Afterwards, they sat down at the dinner table in the kitchen. “I’m glad you understand these things, so please be more careful next time,” the Dad said.

“I know, Dad. I will.”

“Okay,” Vic said, then embraced his son. They all looked up to see Jen standing next to them, handing a DVD to Vic.

“What does she want to see?” Janet asked.

Taking the disc, Vic made a face. “Justin Bieber,” he answered.

Chuckling, Janet said, “Well, go put it on for her.”

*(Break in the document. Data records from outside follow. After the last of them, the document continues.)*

PR #9124, opened 2020-10-01
Qt: Use passthrough for hidpi rounding policy

stenzek:
Currently, Dolphin will round up the scaling factor when using a non-integer factor on Windows (e.g. 125%, 150%, 175%). This results in everything being way too large compared to the rest of the applications and desktop.

This patch uses setHighDpiScaleFactorRoundingPolicy() to set the rounding policy to passthrough, which will use the fractional scale. Needs testing on Linux, we might have to #ifdef it out.

Also changes the ImGui render function to use linear sampling rather than point sampling, which looks terrible at non-integer scales. We should really replace the bitmap font at some point, but apparently the ImGui font renderer has issues...

### DIFF
--- a/Source/Core/DolphinQt/Main.cpp
+++ b/Source/Core/DolphinQt/Main.cpp
@@ -128,6 +128,11 @@ int main(int argc, char* argv[])
 
   QCoreApplication::setAttribute(Qt::AA_EnableHighDpiScaling);
   QCoreApplication::setAttribute(Qt::AA_UseHighDpiPixmaps);
+#if QT_VERSION >= QT_VERSION_CHECK(5, 14, 0)
+  QGuiApplication::setHighDpiScaleFactorRoundingPolicy(
+      Qt::HighDpiScaleFactorRoundingPolicy::PassThrough);
+#endif
+
   QCoreApplication::setOrganizationName(QStringLiteral("Dolphin Emulator"));
   QCoreApplication::setOrganizationDomain(QStringLiteral("dolphin-emu.org"));
   QCoreApplication::setApplicationName(QStringLiteral("dolphin-emu"));
--- a/Source/Core/VideoCommon/RenderBase.cpp
+++ b/Source/Core/VideoCommon/RenderBase.cpp
@@ -1053,7 +1053,12 @@ void Renderer::DrawImGui()
 
   // Set up common state for drawing.
   SetPipeline(m_imgui_pipeline.get());
-  SetSamplerState(0, RenderState::GetPointSamplerState());
+
+  // Use linear sampling for fractional scaling, point for integer.
+  const float scale = ImGui::GetIO().DisplayFramebufferScale.x;
+  const bool is_integer_scale = (scale == std::floor(scale));
+  SetSamplerState(0, is_integer_scale ? RenderState::GetPointSamplerState() :
+                                        RenderState::GetLinearSamplerState());
   g_vertex_manager->UploadUtilityUniforms(&ubo, sizeof(ubo));
 
   for (int i = 0; i < draw_data->CmdListsCount; i++)


JosJuice:
This PR makes Dolphin look too large for me. The text is still the correct size, but at least the icons are larger. I'm using 125% DPI scaling on Windows 10.

stenzek:
Interesting, thanks for checking 125%. It might've been rounding down to 100%, whereas 150% was rounding up. Still strange that the text is unchanged but the icons are scaled, will look into it when I get a chance.

stenzek:
Yeah, from what I can tell it seems that things like spacing, icons, etc use 100% scale for 125% prior to this PR, but are scaled to 125% with these changes. A good example is the game list, look at the spacing between titles, current master with 125% has less padding than 100%, relatively speaking, and looks more squished.

It also explains why everything seemed to "large" to me at 150% - the spacing/margins were larger than they should be.

We also get the added bonus of enabling per-monitor DPI awareness. Which means it handles DPI changes _somewhat_ well (some things e.g. checkboxes get stuck, but for the most part it works). Can blame Qt for that one.

I guess it's up for debate as to what looks better. Personally I prefer it with this change, as it looks much closer to what it would at 100%. But I'm happy to be outnumbered here :)

JosJuice:
Ah, so you mean that the icon sizes that I thought were correct in master are actually smaller than they should be? Now that I try running master with DPI scaling handled by the system instead of the program (the mode where everything is blurry), it does look more like this PR than how master normally looks for me... So I suppose this PR is working correctly for me after all.

stenzek:
Seems like it from what I can tell, but I'm hardly an expert on the too-many-DPI-scaling-options available in Windows :)

Also for what it's worth, the old setting is still in the manifest. I considered changing (or removing) that too, since it's redundant and Qt will override it on startup, but if for some reason someone is still building on Windows with Qt <5.14, it would break scaling.

JosJuice:
Certain lines around certain boxes in the UI seem to be missing. But I don't know if there's anything good we can do about that in practice...

image

The icons for GameCube games also look pretty bad now. While I certainly wouldn't expect them to look great when upscaled by 25%, it looks as if they're being upscaled with nearest neighbor, which is a pretty bad choice for a non-integer ratio like this. Not the fault of this PR, but still.

stenzek:
Ah yeah, I forgot about the borders on some widgets.. I had that in DuckStation too, my "fix" was to use a custom theme.. :/ Will have to dig around and see if it's a known issue for Qt anywhere.

As for the icons, we might be able to use a resize filter?

shuffle2:
>if for some reason someone is still building on Windows with Qt <5.14, it would break scaling.

I think we should disregard such cases. Just consider Qt version on windows pinned to whatever is in repo.

Morph1984:
I had tried to solve this issue in yuzu where our application is running at 100% scale no matter the scaling factor set in the OS. Passthrough does destroy the resolution of game icons unfortunately, and Qt uses some sort of scaling method that's worse than nearest neighbor itself for icons and other UI elements.

There isn't really any good solution for this at all I fear, since any method I've tried either results in bilinear filtering by windows (OS scaling) or crap scaling from Qt resulting in artifacts in icons and UI elements. Only integer scales (200%/300% etc) manage to have these icons render properly.

I had also looked into what other projects such as RPCS3 did to solve this issue. However, it seems that the issues are universal and we have to settle on some kind of compromise.

shuffle2:
Will this still be a problem with Qt6? They make it sound like it "just works" ? https://doc.qt.io/qt-6/portingguide.html#high-dpi

stenzek:
From my very brief testing, the border issue appeared to still be there in qt6.

shuffle2:
Is dolphin doing something strange and/or wrong? What is the complication which makes dolphin need special handling?

stenzek:
Nope, it seems to be a qt bug when running at non integer scales. I have the same issue in duckstation. My fix was to just use a custom theme 👎

PR #9126, opened 2020-10-02
Externals: Update MoltenVK to v1.1

stenzek:
Needs testing as my mac environment is not usable at the moment.

### DIFF
--- a/Externals/MoltenVK/version.txt
+++ b/Externals/MoltenVK/version.txt
@@ -1,3 +1,1 @@
-MoltenVK/macOS/dynamic/libMoltenVK.dylib from vulkansdk-macos-1.2.131.2, renamed to libvulkan.dylib
-
-Downloaded from: https://sdk.lunarg.com/sdk/download/1.2.131.2/mac/vulkansdk-macos-1.2.131.2.tar.gz
+MoltenVK from https://github.com/KhronosGroup/MoltenVK, commit b9b78def172074872bfbb1015ccf75eeec554ae2


spotlightishere:
Is it possible that this could be built to target both x86_64 and arm64? Upstream supports both configurations as of v1.1, and it might be beneficial within one PR now.

Otherwise - works as it should under Big Sur!

stenzek:
Thanks for checking.

I don't see why not, but the main dolphin application would have to support ARM too. And that would require Qt from brew to support it, and I'm not sure if that does yet?

spotlightishere:
Sadly not, quite yet -  you can apply patches listed in [their upstream tracking bug](https://bugreports.qt.io/browse/QTBUG-85279) to have a single architecture build function and then `lipo` together x86_64 normal builds, but that is fairly manual at the moment. Dolphin itself works with some edits which I haven't quite yet finalized to draft a PR.

Mostly I figured I'd mention here so another update doesn't need to take place later down the line :)

stenzek:
Will keep it in mind, but to keep the download sizes smaller I'll probably just add a separate dylib later on rather than going for the merged library now. Unless of course dolphin itself is a fat binary, not sure what we're going to do there yet.

gilcel:
Tested with some GC & Wii-games and it works great on macOS Mojave 10.14.6 (Mac mini Late 2012 with Intel HD Graphics 4000, not the fastest setup). thanks!

pizuz:
I'm seeing a nice performance boost, here. Also GPU texture decoding, disabled in #8743 seems to be unbroken by the new release, from what I can tell.

KevinVitale:
Compiled Dolphin for the first time to try out Vulkan on my macOS. Seems stable overall, with some nice performance boost. Some specific performance dips on NHL HItz 20-03 are noticeable; mostly 60fps solid, but when players have the _"smoke"_ effect, performance drops by nearly half (with lots of audio stutter).

Playing on:
2017 MacBook Pro
10.15.7 (19H2)
3.1 GHz Quad-Core Intel Core i7
16GB 2133 MHz LPDDR3
Radeon Pro 560 4 GB

<hr/>

Screen Shot 2020-10-04 at 4 31 16 PM

JMC47:
Smoke effects result in a lot of blending, which is probably hard on MoltenVK.  It's normal for those to cause slowdown in non-optimal setups or weaker computers.

Rumi-Larry:
> I'm seeing a nice performance boost, here. Besides, GPU texture decoding, disabled in #8743 seems to be unbroken by the new release, from what I can tell. No more crashes, black textures or stuff loading on the second launch only in the games I tested (the screenshot was taken from the last build before #8743 with the dylib replaced, the vanilla build crashes as expected).

In that case, that change can be reverted can't it?

PR #9128, opened 2020-10-03
IOS/ES: Add Wii System Transfer to IOS62 SetUID whitelist

InvoxiPlayGames:
The Wii System Transfer tool (used on the vWii) requires SetUID, which the vWii's IOS62 has an exception to allow. This PR fixes the "An error has occurred" screen that you would get when launching the Wii System Transfer tool on Dolphin.

### DIFF
--- a/Source/Core/Core/IOS/ES/ES.cpp
+++ b/Source/Core/Core/IOS/ES/ES.cpp
@@ -182,7 +182,7 @@ static ReturnCode CheckIsAllowedToSetUID(Kernel& kernel, const u32 caller_uid,
   if (kernel.GetVersion() == 62)
   {
     const bool is_wiiu_transfer_tool =
-        active_tmd.IsValid() && (active_tmd.GetTitleId() | 0xFF) == 0x00010001'484353ff;
+        active_tmd.IsValid() && ((active_tmd.GetTitleId() | 0xFF) == 0x00010001'484353ff || (active_tmd.GetTitleId() | 0xFF) == 0x00010001'484354ff);
     if (is_wiiu_transfer_tool)
       return IPC_SUCCESS;
   }


leoetlino:
This is probably a harmless change but Wii-side IOS62 only has an exception for `HCS*` and I'm not sure if we want to implement vWii IOS changes. Written as is, the check matches neither Wii IOS62 nor vWii IOS62.

vWii IOS62:

```c
    if ( !is_system_menu
      && (*(_DWORD *)(dword_201126A4 + 396) != 0x10001 || (*(_DWORD *)(dword_201126A4 + 400) & 0xFFFFFF00) != 0x48435400)
      && (*(_DWORD *)(dword_201126A4 + 396) != 0x10008 || (*(_DWORD *)(dword_201126A4 + 400) & 0xFFFFFF00) != 0x48435A00) )
    {
      ret = -1017;
    }
```

leoetlino:
This should probably be locked behind a vWii setting so that Dolphin doesn't end up emulating an inaccurate mix of Wii and vWii IOS behavior.

To add such a setting:

* Add a `extern const Info<bool> MAIN_VWII_MODE;` to https://github.com/dolphin-emu/dolphin/blob/master/Source/Core/Core/Config/MainSettings.h
* Define it in MainSettings.cpp, with the default value set to false
* Add it to the "is setting saveable" list here: https://github.com/dolphin-emu/dolphin/blob/f265c412b449f7054468fae6e13a890bb0d3c098/Source/Core/Core/ConfigLoaders/IsSettingSaveable.cpp#L50
* Use Config::Get to check whether the Wii or the vWii version of the check should be used.

The title ID check should also be fixed to match the snippet I've posted.

leoetlino:
This PR cannot be merged in the current state and seems abandoned. Feel free to open another PR once you have made the requested changes.

PR #9130, opened 2020-10-04
Vulkan: fix validation error in bSupportsGeometryShaders=false case

flto:
In CreateDescriptorSetLayouts(), one less dynamic binding is created when
bSupportsGeometryShaders=false. Reduce the dynamicOffsetCount argument by
one in that case. Avoids this validation error:

Attempting to bind 3 descriptorSets with 2 dynamic descriptors, but
dynamicOffsetCount is 3. It should exactly match the number of dynamic
descriptors. The Vulkan spec states: dynamicOffsetCount must be equal to
the total number of dynamic descriptors in pDescriptorSets


stenzek (approved):
Nice catch, thanks!

stenzek:
@dolphin-emu-bot rebuild

PR #9132, opened 2020-10-05
Remove geckocodes.org downloading because the site shut down

JosJuice:


Miksel12:
I reckon `#include "Common/HttpRequest.h"` should also be removed.

iwubcode:
Do we have an alternative in mind?  I only used it a bit but this was really nice to quickly pull up codes.  Maybe it's time to add resource packs that contain a list of searchable codes...

cobalt2727:
http://web.archive.org/web/20200824101754/https://geckocodes.org
How feasible would it be to host a mirror on Dolphin's website?

SirMangler:
Geckocodes is now directing people to https://gamehacking.org/ which still hosts a lot of codes, both AR and Gecko. Perhaps that would be a decent alternative. It appears to be missing codes on various games, but some more popular games still have more than enough codes to make it worthwhile. As a plus the site also appears to offer pages for individual game versions, which I believe geckocodes didn't do.

Here's the page for Metroid Prime as an example: https://gamehacking.org/game/54210

cobalt2727:
https://codes.rc24.xyz/
Got something you guys might be interested in - the RiiConnect24 team has apparently mirrored the entire geckocodes.org site.

JosJuice:
@cobalt2727 Opened as PR #9133. (I was actually contacted about this by someone who does RC24 stuff at around the same time you posted this, as it happens.) It seems to work perfectly with just a simple URL replace.

jordan-woyak:
Closing in favor of #9133.

PR #9134, opened 2020-10-06
Shaders: Remove AsciiArt shader

SpaceXCheeseWheel:
This shader has been rendered nonfunctional due to the removal of the function SampleFontLocation, which was never implemented in VideoCommon. The last reference to SampleFontLocation was located in the OGL video backend. It was removed in this commit: https://github.com/dolphin-emu/dolphin/commit/f039149198657c1891e1c6462ed30c31ed4b8486, where many functions were moved to video common, among other things.

This shader should be removed so it does not confuse users with the error that it causes. Alternatively, it could be rewritten so it is compatible with modern versions of Dolphin. I am not familiar with GLSL, so this is currently beyond my skill set.


leoetlino:
Since it is currently totally broken, there's not much point to keeping it around. We can always add it back later when/if somebody fixes it or reimplements the missing shader utility function.

degasus:
If someone comes up to this PR and wants to reimplement this shader: Having an ASCII art shader would be nice, but DO NOT USE the same method as this old shader. It was fun to write, but the outcome was not really worth to ship to anyone. Sorry for bothering so many people....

“I’ll do it,” Barry volunteered, taking the disc and heading for the great room, followed by Jen. They could hear one of the stations weather report, predicting cold and possible snow for the day and the next day.

“Funny,” Vic said.

“What, Honey?”

“Well, Channel 13 is saying possible snow, but I heard Channel 8 say this morning that it would rain but definitely not snow.”

“You know they always disagree a little,” Janet said, a little absent-mindedly. Vic wanted to joke that no, he would sue them for messing up his day, but he could see that she was thinking about something. “Vic,” Janet said, opening another conversation.

“What is it, Honey?”

“The last time I took her to see her neurologist.” she started.

Vic knew where the conversation was going. “I don’t want to talk about it” he snapped.

Janet would not be silenced. “Look, Vic, we have to talk about it. She’s entering puberty, she’s actually gone pretty much through it!”

“I’m sorry, I just can’t right now.” It was something that he knew he would have to deal with, that they would have to deal with together, but he just couldn’t bring himself to think about doing that to his own daughter.

“When, then?” she asked, a little annoyed, a little concerned, a little exasperated.

Vic didn’t answer, he just let his face show his emotions. Sighing, she turned back to the fridge and repeated the earlier question, “What do you want for dinner tonight? Is chicken okay?”

“Yeah, chicken’s great,” Vic answered. “Do we have any corn?”

“Only in the cans. If you peel the potatoes I’ll make mashed tonight, okay?”

“Yeah. Do you want me to do that now?”

“As soon as possible,” Janet said. “Have you checked the emails lately?”

“No,” Vic replied. “I’ll do that after I peel the potatoes.”

“Great,” Janet said. She looked at Vic who still looked distracted. “Are you sure that fried chicken and mashed potatoes are okay?”

“Yeah!” Vic intoned. “You know it’s my favorite meal!”

“Second favorite,” Janet reminded him.

“Okay, second favorite. But I’m hardly expecting barbeque tonight.” He could hear Jen singing along with Justin Bieber in the great room. Barry sometimes joined in. Getting a five pound sack of potatoes out of the pantry, Vic put the plug in the sink, got out the peeler and started whacking at the spuds. Quick, smooth motions away from his body. He used to cut himself regularly that way, but he’d gotten better about it. After peeling the initial one, he realized he should have filled a pot with water first so that he could slice them and put them straight in. While he was filing the pot with lukewarm water, he looked out the window at the dreary, overcast sky. The storm was still threatening, but it hadn’t arrived yet.